I use Rstudio for Windows (10) and for Linux. Sometimes I use data (most of the times from *.sav files) which have characters from non-English languages (usually Portuguese) and I end up with a lot of encoding errors. In Linux everything goes fine (en_US.UTF-8), although with Windows the same doesn't happen. And the data that I have imported and saved in a *.Rdata file appears with encoding errors on Windows. Any possible solution for this issue?
Cannot figure out what the exact problem is, so Here is several solutions for this problem.
Go to global options and set default text encoding as UTF-8
when load data, there is encoding options like 'read.table(file, encoding = "UTF-8")'
Sys.getlocale() this function shows your locale system. and Encoding(file) shows your file's encoding.
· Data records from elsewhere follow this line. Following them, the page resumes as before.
PR #1976, opened 2023-03-28
deps(android): Move to new lifecycle version

dcvz:


jeroenptrs:
Can confirm that this did the trick for me, I was able to build 4.0.0-rc2 with this change 🙂

PR #1982, opened 2023-04-07
docs: update expo url

Spice-Z:
It seems that expo document changed page's DOM id, so RNTP's link does not work for correct position.

I just fixed page hash.


travisvn:
Nice fix 👍 LGTM

jspizziri (approved):

PR #1990, opened 2023-04-16
docs: rename androidContentType to androidAudioContentType

mitchdowney:
I think this `setupPlayer` options key is incorrectly named in docs.


jspizziri (approved):
Thanks!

iconv(data, "CP949", "UTF-8") is the function transforms CP949 encoding data to UTF-8
Thanks for your suggestions, the iconv() function didn't work in my case, I tried to convert the "problematic" data frame column and it shows the other strange characters. I this case, I'm using a data frame imported from an online query.
You might need to re-mark the encoding on some character vectors, e.g. (assuming they truly are UTF-8)
Encoding(cv) <- "UTF-8"
However, there are a number of assorted issues re: the handling of UTF-8 encoding (and printing of UTF-8 characters) on Windows, so it's possible that everything is indeed encoded and 'working' correctly; it's simply not printing correctly. Unfortunately, many of these issues are R issues rather than RStudio issues and so any associated fixes would need to be implemented upstream.
Thank you, @kevinushey!
Nevertheless, can you suggest me a default solution? In other words, every time I import a UTF-8 data frame I would have to do this?
I'm not sure if there's an automatic solution. Some APIs for reading files (e.g. read.table()) have arguments for assuming an encoding (e.g. the fileEncoding argument); without more information it's hard to say. This is somewhat outside the bounds of IDE-specific questions, so you might want to follow up in a separate category.
Thanks, @kevinushey, the data comes from a query hosted in LimeSurvey. I import the data through the limer package. I will ask for a solution to the creator of the package.